Message text written by Haible Juergen
>Hi Terry,

that's pretty much how I see it, too. Make the opamp as fast as possible,
and care
for stability by increasing the noise gain. 
But what if they would have compensated the 301 (i.e. made it slower) for
unity gain
stability, and then built a "normal" integrator around it (without the cap
to ground) ?
My "feeling" says it would be an inferior solution, but I haven't done the
calculations
to back it up.
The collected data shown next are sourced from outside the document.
PR #3737, opened 2023-05-29
Refactor a function in Perl 6 parser for readability

dtikhonov:
I was never proud of this particular small function I wrote. Looking at it again, I realized that I can change it to use a Duff's Device (which is cool!) and make it more readable at the same time.


dtikhonov:
```
parsers\perl6.c(273) : warning C4144: '!' : relational expression as switch expression
```

Hmm...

Would you say that the difference is still neglegible,
because of the
overall integrator function ?

JH.
<

Hi Juergen:

With normal compensation, and no cap to ground, the overall performance of
the circuit would be inferior for the following reasons:
1.  You could have slew rate limitations at the upper part of the audio
band when there is a large signal swing.
2.  Distortion will increase, especially at higher frequencies, because the
open loop gain is reduced, so there is less gain to counter the inherent
non-linearity of the opamp transfer characteristic.  Gain error will
increase.
3.  Transient response is poorer.

Whoever designed the ARP circuit knew what he was doing, he got good
performance out of a poor (by todays standards) opamp.